■ WHAT THE EXERCISE ASKS ■
Only lines below containing the string "around" should be counted; please give that count by itself.

[TASK INPUT]

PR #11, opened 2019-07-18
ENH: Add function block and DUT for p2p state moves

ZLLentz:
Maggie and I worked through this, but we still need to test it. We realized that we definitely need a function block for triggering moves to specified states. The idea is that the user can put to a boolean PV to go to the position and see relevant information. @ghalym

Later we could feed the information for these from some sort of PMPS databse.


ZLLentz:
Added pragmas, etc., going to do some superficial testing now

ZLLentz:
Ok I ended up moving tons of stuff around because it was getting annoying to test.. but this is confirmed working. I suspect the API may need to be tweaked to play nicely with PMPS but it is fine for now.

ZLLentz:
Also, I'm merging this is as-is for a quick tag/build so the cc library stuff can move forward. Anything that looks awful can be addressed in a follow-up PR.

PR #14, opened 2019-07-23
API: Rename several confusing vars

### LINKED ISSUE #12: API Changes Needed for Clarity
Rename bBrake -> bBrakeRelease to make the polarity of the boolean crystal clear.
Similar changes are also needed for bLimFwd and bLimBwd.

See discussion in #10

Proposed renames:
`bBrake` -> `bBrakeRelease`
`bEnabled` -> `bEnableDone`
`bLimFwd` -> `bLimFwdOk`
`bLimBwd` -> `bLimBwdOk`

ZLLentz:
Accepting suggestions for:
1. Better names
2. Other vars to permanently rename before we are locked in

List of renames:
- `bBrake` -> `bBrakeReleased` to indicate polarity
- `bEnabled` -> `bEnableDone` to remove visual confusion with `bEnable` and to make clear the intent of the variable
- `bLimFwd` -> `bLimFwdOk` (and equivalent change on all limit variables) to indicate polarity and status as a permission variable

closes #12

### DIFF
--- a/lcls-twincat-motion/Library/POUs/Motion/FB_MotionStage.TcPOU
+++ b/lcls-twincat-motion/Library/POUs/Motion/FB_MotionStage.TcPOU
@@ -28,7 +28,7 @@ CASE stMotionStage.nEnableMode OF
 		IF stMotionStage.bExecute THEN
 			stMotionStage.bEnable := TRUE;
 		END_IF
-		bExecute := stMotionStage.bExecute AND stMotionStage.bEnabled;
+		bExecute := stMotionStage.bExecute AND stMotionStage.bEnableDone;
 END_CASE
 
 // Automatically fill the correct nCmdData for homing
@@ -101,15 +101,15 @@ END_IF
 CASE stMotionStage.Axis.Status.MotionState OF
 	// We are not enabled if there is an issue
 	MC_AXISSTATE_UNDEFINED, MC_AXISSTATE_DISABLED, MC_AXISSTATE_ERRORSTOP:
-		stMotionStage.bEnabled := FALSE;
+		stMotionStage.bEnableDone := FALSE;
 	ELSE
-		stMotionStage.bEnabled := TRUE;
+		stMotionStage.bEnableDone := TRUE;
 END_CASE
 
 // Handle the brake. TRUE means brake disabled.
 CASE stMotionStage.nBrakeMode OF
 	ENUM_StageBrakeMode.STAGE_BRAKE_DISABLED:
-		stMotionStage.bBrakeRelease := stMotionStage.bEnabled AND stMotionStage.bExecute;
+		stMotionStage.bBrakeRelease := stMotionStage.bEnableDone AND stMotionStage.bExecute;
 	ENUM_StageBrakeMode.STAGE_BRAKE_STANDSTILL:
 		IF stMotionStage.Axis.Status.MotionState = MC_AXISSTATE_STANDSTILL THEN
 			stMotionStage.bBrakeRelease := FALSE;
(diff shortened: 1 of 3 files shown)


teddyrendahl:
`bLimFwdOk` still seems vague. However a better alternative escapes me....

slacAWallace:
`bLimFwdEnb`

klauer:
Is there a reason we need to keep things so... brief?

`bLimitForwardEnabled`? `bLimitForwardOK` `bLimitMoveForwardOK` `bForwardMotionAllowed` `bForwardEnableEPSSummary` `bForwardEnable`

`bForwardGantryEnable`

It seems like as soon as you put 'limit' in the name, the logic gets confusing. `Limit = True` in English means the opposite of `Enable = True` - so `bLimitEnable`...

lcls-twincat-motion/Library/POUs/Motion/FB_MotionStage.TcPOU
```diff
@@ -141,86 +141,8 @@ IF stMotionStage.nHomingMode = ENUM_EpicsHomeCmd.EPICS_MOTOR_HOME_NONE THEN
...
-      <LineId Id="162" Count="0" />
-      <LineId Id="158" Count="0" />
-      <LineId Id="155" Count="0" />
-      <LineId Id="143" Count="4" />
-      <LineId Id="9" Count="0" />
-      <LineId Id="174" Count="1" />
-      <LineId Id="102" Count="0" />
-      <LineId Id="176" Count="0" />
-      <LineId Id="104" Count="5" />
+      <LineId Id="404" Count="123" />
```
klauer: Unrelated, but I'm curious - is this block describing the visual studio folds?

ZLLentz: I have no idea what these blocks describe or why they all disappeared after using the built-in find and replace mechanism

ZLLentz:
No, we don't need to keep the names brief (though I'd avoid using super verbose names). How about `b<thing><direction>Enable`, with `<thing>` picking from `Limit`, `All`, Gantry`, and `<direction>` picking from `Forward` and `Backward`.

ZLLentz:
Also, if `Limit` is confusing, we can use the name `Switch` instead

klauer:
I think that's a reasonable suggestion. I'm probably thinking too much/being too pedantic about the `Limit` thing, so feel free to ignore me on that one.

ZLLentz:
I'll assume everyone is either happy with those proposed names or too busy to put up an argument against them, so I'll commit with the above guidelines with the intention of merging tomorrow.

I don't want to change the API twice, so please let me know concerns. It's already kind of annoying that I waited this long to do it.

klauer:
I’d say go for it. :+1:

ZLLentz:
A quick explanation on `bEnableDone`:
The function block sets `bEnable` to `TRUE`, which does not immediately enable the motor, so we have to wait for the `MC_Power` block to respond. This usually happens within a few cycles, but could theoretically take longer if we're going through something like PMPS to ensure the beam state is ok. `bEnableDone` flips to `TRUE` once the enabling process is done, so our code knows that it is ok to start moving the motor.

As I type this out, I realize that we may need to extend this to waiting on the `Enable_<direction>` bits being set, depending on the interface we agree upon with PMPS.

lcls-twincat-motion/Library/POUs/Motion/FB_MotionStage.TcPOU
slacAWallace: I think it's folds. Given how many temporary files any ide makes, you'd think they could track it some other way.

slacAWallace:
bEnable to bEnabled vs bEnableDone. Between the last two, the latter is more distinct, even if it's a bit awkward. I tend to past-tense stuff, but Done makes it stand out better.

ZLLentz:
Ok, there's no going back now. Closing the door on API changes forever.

[/TASK INPUT]
[TASK INPUT]

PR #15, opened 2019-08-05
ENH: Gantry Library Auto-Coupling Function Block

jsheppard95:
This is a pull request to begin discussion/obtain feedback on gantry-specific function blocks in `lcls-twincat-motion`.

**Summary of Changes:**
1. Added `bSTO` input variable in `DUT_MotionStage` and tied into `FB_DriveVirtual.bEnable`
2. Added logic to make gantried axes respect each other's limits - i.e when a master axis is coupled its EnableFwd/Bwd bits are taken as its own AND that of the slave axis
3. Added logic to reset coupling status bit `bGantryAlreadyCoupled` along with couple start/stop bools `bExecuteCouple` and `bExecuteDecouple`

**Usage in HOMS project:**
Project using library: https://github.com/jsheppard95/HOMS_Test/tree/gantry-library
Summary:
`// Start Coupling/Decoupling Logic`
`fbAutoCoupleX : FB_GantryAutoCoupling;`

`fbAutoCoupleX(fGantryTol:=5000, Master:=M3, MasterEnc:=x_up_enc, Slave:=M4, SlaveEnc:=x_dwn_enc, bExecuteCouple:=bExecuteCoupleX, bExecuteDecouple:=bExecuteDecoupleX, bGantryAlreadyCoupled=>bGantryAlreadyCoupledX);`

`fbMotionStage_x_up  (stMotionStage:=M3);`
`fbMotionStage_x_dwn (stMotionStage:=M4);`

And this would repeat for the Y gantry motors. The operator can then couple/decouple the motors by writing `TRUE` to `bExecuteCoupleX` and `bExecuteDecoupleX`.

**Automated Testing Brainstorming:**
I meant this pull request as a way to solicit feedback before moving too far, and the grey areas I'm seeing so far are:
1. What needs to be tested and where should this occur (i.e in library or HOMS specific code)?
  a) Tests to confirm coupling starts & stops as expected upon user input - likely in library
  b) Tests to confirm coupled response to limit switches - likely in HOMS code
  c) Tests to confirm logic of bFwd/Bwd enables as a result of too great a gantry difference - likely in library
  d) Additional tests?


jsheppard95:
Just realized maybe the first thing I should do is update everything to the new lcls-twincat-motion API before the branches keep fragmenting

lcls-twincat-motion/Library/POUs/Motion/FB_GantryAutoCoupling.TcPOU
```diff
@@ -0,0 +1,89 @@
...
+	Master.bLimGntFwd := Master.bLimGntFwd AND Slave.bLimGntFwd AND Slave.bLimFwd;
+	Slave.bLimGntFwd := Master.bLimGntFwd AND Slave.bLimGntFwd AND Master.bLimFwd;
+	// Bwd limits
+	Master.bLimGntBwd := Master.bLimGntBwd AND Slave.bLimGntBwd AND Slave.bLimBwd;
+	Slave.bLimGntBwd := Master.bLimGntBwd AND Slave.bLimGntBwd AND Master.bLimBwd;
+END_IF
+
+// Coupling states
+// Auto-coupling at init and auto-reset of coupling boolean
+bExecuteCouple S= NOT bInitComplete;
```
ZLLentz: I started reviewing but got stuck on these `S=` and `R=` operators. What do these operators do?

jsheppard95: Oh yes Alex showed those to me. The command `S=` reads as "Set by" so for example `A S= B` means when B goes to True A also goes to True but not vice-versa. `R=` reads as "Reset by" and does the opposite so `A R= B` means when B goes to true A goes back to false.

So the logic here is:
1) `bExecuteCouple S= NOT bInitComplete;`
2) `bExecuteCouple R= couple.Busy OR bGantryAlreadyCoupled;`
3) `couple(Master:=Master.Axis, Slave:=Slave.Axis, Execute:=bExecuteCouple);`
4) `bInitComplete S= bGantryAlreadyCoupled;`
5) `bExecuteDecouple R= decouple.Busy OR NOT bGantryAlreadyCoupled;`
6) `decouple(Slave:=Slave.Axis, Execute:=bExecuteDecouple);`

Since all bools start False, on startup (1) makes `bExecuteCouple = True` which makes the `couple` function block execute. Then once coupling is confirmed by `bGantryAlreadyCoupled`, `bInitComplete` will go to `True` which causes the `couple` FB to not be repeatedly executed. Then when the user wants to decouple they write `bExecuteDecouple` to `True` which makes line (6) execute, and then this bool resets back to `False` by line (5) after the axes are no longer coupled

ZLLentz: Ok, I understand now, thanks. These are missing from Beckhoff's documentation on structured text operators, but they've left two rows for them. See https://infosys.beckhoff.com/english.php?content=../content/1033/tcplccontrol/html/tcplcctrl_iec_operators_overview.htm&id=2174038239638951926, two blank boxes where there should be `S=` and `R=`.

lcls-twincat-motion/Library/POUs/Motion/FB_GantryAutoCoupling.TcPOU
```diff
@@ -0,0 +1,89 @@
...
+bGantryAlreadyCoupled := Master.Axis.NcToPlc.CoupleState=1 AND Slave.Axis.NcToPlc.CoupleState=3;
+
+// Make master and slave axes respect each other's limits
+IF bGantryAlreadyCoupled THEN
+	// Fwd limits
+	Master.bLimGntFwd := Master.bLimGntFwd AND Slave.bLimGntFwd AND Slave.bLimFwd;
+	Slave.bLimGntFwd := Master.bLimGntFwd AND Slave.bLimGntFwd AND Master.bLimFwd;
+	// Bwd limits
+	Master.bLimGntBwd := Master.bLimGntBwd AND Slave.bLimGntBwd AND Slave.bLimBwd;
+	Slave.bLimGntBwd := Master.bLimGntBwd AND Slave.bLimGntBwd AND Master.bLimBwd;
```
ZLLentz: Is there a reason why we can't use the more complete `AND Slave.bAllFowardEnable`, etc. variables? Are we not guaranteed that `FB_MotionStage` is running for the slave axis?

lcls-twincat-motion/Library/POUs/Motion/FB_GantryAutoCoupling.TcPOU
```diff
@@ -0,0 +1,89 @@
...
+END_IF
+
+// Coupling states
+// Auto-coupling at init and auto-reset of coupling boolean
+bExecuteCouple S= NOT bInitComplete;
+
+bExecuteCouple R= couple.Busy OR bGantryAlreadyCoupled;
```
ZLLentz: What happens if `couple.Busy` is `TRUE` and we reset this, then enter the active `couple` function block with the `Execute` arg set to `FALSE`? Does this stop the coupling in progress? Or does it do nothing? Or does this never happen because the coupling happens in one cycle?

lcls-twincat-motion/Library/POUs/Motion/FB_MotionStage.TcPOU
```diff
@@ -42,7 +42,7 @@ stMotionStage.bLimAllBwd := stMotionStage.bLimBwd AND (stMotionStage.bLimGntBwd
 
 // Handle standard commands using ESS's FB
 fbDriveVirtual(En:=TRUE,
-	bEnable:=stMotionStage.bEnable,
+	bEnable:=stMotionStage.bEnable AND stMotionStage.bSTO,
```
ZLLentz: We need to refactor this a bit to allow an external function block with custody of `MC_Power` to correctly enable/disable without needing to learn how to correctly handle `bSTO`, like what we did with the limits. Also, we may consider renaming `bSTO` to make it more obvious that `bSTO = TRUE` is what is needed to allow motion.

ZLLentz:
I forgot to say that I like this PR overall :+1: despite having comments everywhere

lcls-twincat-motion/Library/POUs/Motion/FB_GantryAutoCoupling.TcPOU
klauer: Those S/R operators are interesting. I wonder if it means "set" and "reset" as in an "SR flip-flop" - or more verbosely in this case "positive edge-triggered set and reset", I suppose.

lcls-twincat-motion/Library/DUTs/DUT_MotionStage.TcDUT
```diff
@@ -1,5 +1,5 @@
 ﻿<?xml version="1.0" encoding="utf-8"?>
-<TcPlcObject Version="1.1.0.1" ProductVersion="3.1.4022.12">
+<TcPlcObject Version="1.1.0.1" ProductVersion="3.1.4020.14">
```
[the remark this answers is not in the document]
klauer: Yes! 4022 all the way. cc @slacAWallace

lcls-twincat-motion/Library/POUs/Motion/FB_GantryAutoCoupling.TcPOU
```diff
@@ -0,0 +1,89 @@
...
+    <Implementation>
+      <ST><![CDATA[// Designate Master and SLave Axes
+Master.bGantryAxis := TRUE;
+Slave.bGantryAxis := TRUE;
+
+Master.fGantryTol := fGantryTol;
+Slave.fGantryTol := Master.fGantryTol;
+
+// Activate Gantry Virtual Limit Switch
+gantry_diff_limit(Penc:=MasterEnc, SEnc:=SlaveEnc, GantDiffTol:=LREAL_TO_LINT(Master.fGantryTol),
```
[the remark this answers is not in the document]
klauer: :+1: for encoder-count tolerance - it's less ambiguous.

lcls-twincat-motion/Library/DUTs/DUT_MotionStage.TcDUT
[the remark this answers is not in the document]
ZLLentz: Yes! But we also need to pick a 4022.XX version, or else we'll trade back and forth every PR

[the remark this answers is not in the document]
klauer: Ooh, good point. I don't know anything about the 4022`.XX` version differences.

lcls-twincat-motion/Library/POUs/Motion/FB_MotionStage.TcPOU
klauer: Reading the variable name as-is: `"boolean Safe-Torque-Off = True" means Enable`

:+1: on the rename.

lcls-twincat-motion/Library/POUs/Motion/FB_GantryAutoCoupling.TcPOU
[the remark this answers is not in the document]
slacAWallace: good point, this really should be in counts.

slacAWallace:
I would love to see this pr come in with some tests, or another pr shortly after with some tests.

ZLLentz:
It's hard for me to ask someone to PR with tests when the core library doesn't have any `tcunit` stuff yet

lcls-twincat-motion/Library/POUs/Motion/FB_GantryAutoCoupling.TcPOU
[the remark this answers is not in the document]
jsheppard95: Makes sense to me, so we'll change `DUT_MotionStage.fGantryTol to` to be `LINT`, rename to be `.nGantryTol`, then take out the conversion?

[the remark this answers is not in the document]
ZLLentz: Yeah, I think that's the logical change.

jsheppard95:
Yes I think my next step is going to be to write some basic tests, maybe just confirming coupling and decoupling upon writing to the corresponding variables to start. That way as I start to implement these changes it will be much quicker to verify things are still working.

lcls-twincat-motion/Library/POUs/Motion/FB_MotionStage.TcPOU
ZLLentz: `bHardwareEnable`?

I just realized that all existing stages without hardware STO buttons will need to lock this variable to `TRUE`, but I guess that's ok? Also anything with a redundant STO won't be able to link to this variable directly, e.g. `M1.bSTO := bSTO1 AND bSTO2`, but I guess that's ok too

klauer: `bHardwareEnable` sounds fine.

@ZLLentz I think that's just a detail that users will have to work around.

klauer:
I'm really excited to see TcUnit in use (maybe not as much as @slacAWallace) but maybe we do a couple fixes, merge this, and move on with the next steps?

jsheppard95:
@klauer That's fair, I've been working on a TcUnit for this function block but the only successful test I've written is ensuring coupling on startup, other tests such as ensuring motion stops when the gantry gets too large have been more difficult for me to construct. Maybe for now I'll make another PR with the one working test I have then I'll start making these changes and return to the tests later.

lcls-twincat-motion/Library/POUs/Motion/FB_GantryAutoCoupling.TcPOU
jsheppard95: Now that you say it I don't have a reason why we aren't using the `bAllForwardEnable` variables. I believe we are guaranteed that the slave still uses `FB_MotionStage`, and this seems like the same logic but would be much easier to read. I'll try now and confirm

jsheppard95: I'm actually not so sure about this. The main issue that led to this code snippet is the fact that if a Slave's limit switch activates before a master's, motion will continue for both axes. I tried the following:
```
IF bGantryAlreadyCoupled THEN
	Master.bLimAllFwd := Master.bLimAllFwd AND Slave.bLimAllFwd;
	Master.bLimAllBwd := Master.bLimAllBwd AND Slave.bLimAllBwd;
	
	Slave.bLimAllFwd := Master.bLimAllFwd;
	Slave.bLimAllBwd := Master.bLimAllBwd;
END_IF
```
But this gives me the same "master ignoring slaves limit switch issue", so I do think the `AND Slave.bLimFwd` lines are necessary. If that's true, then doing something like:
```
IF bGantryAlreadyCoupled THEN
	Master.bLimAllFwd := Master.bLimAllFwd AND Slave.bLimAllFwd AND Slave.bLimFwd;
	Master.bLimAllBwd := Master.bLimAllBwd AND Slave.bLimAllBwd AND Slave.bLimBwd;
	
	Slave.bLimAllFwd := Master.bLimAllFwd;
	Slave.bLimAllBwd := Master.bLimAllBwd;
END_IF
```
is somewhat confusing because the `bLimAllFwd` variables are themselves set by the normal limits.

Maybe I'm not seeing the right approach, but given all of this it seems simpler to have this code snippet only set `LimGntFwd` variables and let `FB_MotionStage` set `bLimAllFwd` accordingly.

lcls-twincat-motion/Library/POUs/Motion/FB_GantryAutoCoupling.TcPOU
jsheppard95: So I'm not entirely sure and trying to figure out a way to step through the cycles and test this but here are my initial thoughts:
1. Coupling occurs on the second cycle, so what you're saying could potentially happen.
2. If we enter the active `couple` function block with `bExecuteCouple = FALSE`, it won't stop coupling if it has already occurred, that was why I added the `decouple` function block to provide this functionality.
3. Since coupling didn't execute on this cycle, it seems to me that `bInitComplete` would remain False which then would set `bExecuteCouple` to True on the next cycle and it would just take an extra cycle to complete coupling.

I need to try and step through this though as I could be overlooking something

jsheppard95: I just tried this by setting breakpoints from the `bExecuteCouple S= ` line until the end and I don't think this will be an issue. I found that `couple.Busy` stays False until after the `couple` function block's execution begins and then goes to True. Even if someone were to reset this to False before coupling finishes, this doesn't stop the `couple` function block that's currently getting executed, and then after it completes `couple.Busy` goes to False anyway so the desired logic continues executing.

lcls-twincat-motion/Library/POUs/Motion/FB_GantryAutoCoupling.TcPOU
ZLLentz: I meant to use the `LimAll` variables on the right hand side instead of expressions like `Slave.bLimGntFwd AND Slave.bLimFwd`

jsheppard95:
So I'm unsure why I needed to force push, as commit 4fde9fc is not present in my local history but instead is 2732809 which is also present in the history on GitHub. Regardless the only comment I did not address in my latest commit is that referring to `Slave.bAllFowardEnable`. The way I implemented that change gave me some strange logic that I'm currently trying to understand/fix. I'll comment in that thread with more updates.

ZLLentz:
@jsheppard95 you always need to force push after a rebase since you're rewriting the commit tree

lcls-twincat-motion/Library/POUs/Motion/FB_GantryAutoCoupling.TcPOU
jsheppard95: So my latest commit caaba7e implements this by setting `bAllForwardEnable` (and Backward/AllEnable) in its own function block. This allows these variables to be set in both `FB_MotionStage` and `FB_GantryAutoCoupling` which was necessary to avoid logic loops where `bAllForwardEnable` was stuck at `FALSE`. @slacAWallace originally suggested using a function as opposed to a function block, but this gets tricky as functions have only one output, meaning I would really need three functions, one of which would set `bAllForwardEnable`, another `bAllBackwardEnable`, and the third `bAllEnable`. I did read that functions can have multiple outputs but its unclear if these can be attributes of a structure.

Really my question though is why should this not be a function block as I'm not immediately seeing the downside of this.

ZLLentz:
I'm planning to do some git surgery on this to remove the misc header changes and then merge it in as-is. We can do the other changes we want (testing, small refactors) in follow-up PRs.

[/TASK INPUT]

■ OUTPUT BELOW ■
2